Fiona Hyslop, Cabinet Secretary for Culture, Tourism and External Affairs said:
“The 2016 Year of Innovation, Architecture and Design shone a spotlight on Scotland’s stunning architecture, creative industries and long standing spirit of invention. It has engaged more than a million people in over a hundred events and activities.
“From the launch of the Festival of Architecture, Hinterland, at St Peter’s Seminary in Cardross, also part of the celebration of the centenary of the Royal Incorporation of Architects in Scotland, to the tremendous finale at Light Nights in Dundee, and with so much more besides, the Year has celebrated Scotland’s reputation as an inventive, innovative country. It has been a successful and vivid reminder of our ability to inspire and influence global audiences.”

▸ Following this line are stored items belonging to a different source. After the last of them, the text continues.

PR #3333, opened 2023-05-16
[frontend] Loadquery fix

Kedae:


opencti-platform/opencti-front/src/utils/hooks/useEntityTypes.ts
SarahBocognano, line 1: Why did you remove this file ? Just curious

opencti-platform/opencti-front/src/private/Root.tsx
```diff
@@ -55,16 +59,25 @@ const Root = () => {
...
-        <ConnectedThemeProvider settings={settings}>
-          <ConnectedIntlProvider settings={settings}>
-            <Index />
-          </ConnectedIntlProvider>
-        </ConnectedThemeProvider>
-      </StyledEngineProvider>
-    </UserContext.Provider>
+    <React.Suspense fallback={<Loader variant={LoaderVariant.inElement} />}>
+      {(vocabularyCategoriesQueryRef) && (
+        <QueryContext.Provider value={{ vocabularyCategoriesQueryRef }}>
```
SarahBocognano, line 68: What is the use of that ?

PR #3338, opened 2023-05-16
[backend] lazy-loading spec_version when fetching stix Refs

### LINKED ISSUE #3330: Export broken for Data components
## Environment

2. OpenCTI version: 5.7
3. OpenCTI client: frontend
4. Other environment details:

## Reproducible Steps

Export a Data component containing a reference to a data source (json export)

## Expected Output

Be able to download the generated export file

## Actual Output

```
{"timestamp": "2023-05-15T12:37:12.760685Z", "level": "ERROR", "name": "pycti.api", "message": "Cannot return null for non-nullable field StixRefRelationship.spec_version."}
{"timestamp": "2023-05-15T12:37:13.652370Z", "level": "ERROR", "name": "root", "message": "Error in message processing, reporting error to API", "exc_info": "Traceback (most recent call last):\n  File \"C:\\Users\\yassi\\IdeaProjects\\client-python\\pycti\\connector\\opencti_connector_helper.py\", line 167, in _process_message\n    json_data[\"internal\"][\"work_id\"], message_task.result()\n  File \"C:\\Users\\yassi\\scoop\\apps\\python310\\current\\lib\\concurrent\\futures\\thread.py\", line 58, in run\n    result = self.fn(*self.args, **self.kwargs)\n  File \"C:\\Users\\yassi\\IdeaProjects\\connectors\\internal-export-file\\export-file-stix\\src\\export-file-stix.py\", line 103, in _process_message\n    bundle = self.helper.api_impersonate.stix2.export_list(\n  File \"C:\\Users\\yassi\\IdeaProjects\\client-python\\pycti\\utils\\opencti_stix2.py\", line 2111, in export_list\n    entity_bundle = self.prepare_export(\n  File \"C:\\Users\\yassi\\IdeaProjects\\client-python\\pycti\\utils\\opencti_stix2.py\", line 1611, in prepare_export\n    stix_nested_ref_relationships = self.opencti.stix_nested_ref_relationship.list(\n  File \"C:\\Users\\yassi\\IdeaProjects\\client-python\\pycti\\entities\\opencti_stix_nested_ref_relationship.py\", line 132, in list\n    result = self.opencti.query(\n  File \"C:\\Users\\yassi\\IdeaProjects\\client-python\\pycti\\api\\opencti_api_client.py\", line 348, in query\n    raise ValueError(\nValueError: {'name': 'Cannot return null for non-nullable field StixRefRelationship.spec_version.', 'message': 'Cannot return null for non-nullable field StixRefRelationship.spec_version.'}"
```
## Additional information

Stix requires that entites set the spec version field in relations which is not the case for Data components

yassine-ouaamou:
### Proposed changes

* Add a resolver for the spec_version attribute  in the Stix Ref Relationship API
* Return a default value ("2.1") for spec_version if it is not set

### Related issues

* https://github.com/OpenCTI-Platform/opencti/issues/3330
*

### Checklist

Test cases will be included the issue of malware analysis and will consist of tests the resolver of stixRefRelationships

### Further comments

### DIFF
--- a/opencti-platform/opencti-graphql/src/domain/stixSightingRelationship.js
+++ b/opencti-platform/opencti-graphql/src/domain/stixSightingRelationship.js
@@ -46,9 +46,8 @@ export const findById = (context, user, stixSightingRelationshipId) => {
   return storeLoadById(context, user, stixSightingRelationshipId, STIX_SIGHTING_RELATIONSHIP);
 };
 
-export function lazyLoadSpecVersion({ spec_version }) {
-  return spec_version ?? STIX_SPEC_VERSION;
-}
+export const lazyLoadSpecVersion = ({ spec_version }) => spec_version ?? STIX_SPEC_VERSION;
+
 export const stixSightingRelationshipsNumber = (context, user, args) => ({
   count: elCount(context, user, READ_INDEX_STIX_SIGHTING_RELATIONSHIPS, assoc('types', [STIX_SIGHTING_RELATIONSHIP], args)),
   total: elCount(
--- a/opencti-platform/opencti-graphql/src/domain/stixSightingRelationship.js
+++ b/opencti-platform/opencti-graphql/src/domain/stixSightingRelationship.js
@@ -36,6 +36,7 @@ import {
   stixObjectOrRelationshipAddRefRelation,
   stixObjectOrRelationshipDeleteRelation
 } from './stixObjectOrStixRelationship';
+import { STIX_SPEC_VERSION } from '../database/stix';
 
 export const findAll = async (context, user, args) => {
   return listRelations(context, user, STIX_SIGHTING_RELATIONSHIP, args);
@@ -45,6 +46,9 @@ export const findById = (context, user, stixSightingRelationshipId) => {
   return storeLoadById(context, user, stixSightingRelationshipId, STIX_SIGHTING_RELATIONSHIP);
 };
 
+export function lazyLoadSpecVersion({ spec_version }) {
+  return spec_version ?? STIX_SPEC_VERSION;
+}
 export const stixSightingRelationshipsNumber = (context, user, args) => ({
   count: elCount(context, user, READ_INDEX_STIX_SIGHTING_RELATIONSHIPS, assoc('types', [STIX_SIGHTING_RELATIONSHIP], args)),
   total: elCount(
--- a/opencti-platform/opencti-graphql/src/domain/stixSightingRelationship.js
+++ b/opencti-platform/opencti-graphql/src/domain/stixSightingRelationship.js
@@ -36,7 +36,6 @@ import {
   stixObjectOrRelationshipAddRefRelation,
   stixObjectOrRelationshipDeleteRelation
 } from './stixObjectOrStixRelationship';
-import { STIX_SPEC_VERSION } from '../database/stix';
 
 export const findAll = async (context, user, args) => {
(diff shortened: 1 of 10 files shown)


opencti-platform/opencti-graphql/src/resolvers/stixRefRelationship.js
```diff
@@ -44,7 +45,8 @@ const stixRefRelationshipResolvers = {
     opinions: (rel, _, context) => opinionsLoader.load(rel.id, context, context.user),
     creators: (rel, _, context) => creatorsLoader.load(rel.creator_id, context, context.user),
     editContext: (rel) => fetchEditContext(rel.id),
-    datable: (rel) => isDatable(rel.fromType, rel.relationship_type)
+    datable: (rel) => isDatable(rel.fromType, rel.relationship_type),
+    spec_version: (rel) => { return rel.spec_version ?? STIX_SPEC_VERSION; }
```
Kedae: spec_version: ({ spec_version }) => spec_version ??  STIX_SPEC_VERSION

RomuDeuxfois: Should we extend this behavior to SDO and SRO?

SarahBocognano:
Tested 👍🏼

opencti-platform/opencti-graphql/src/resolvers/stixRefRelationship.js
yassine-ouaamou: We agreed to extend it to SRO (stix core and stix sighting)

opencti-platform/opencti-graphql/src/domain/stixSightingRelationship.js
```diff
@@ -45,6 +46,9 @@ export const findById = (context, user, stixSightingRelationshipId) => {
   return storeLoadById(context, user, stixSightingRelationshipId, STIX_SIGHTING_RELATIONSHIP);
 };
 
+export function lazyLoadSpecVersion({ spec_version }) {
```
Kedae: This is not a lazyLoad function, a defaultValue one maybe.
And this is definitely not how we define function in our code. 

Finally I'm not sure there is any gain from defining that rather than just inlining it the way you used to do it

tomibennett: > This is not a lazyLoad function, a defaultValue one maybe.

I agree with you because it better describes the function internal behavior. However *lazyLoad* is the term proposed and used all along in our discussion **to describe the behavior in the system** (i.e. get rid off `spec_version` in stored relations objects and only set it for graphql responses because some our clients need it, starting with `pycti` and probably externals too), hence the *lazy* in the code. 

Do you consider this term misleading? Totally fine to change the name if it makes more sense to you.

>  And this is definitely not how we define function in our code.

It will be changed.

> Finally I'm not sure there is any gain from defining that rather than just inlining it the way you used to do it

I agree it makes little sense for a oneline method, however, I consider it a good practice as it adds lisiblity. With the function definition, I can focus on the *what* is done instead of *how* it is done. The intent is explicit and I can have a better high-level understanding of what is going on, instead of having to make sense of all the details.

Kedae: As discussed today : It seems that spec_version is missing from StixRelationship type. We need to check with @richard-julien.

In that case we need to update only the resolver/domain of stixRelationship and rename the method.

richard-julien (approved):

Malcolm Roughead, Chief Executive of VisitScotland said:
“The 2016 Year of Innovation, Architecture and Design helped raised the profile of Scotland’s flair for creativity and its pioneering spirit which still continues to shape the modern world we live in today.
“Scotland has a history of rich heritage and culture, however the figure shows that Scotland’s modern edge of contemporary design, bold buildings and world changing innovation has captured the interest of both visitors and locals, who have enjoyed a far-reaching range of events and activity throughout the country.”
Jim MacDonald, Chief Executive of Architecture and Design Scotland said:
"This year has provided us with a fantastic opportunity to reach far and wide to demonstrate the positive impact architecture and design has on people’s lives. Under the banner of Say Hello to Architecture, we have helped make this a year to remember.
“From major exhibitions such as Prospect North to events in communities, our activities reached from Oban to Venice and many, many places in between. In 2016 we engaged with more people than ever before in a celebration of all that is good about Scotland’s buildings and places.”
Cathie Boyd, Artistic Director, Cryptic said:
“Thanks to the wonderful Year of Innovation, Architecture and Design, we were delighted to be able to show Cryptic Associate Artist, Kathy Hinde’s magical 'Luminous Birds' on such a large scale, celebrating iconic Scottish landmarks whilst developing dynamic new partnerships across Dumfries, Dundee, Glasgow and further afield.
“This mesmerising event captured the imaginations of over 30,000 people, combining nature and technology to shine a light on Scotland’s world-renowned built heritage through the beautiful sound and visual aspects of bird flight.”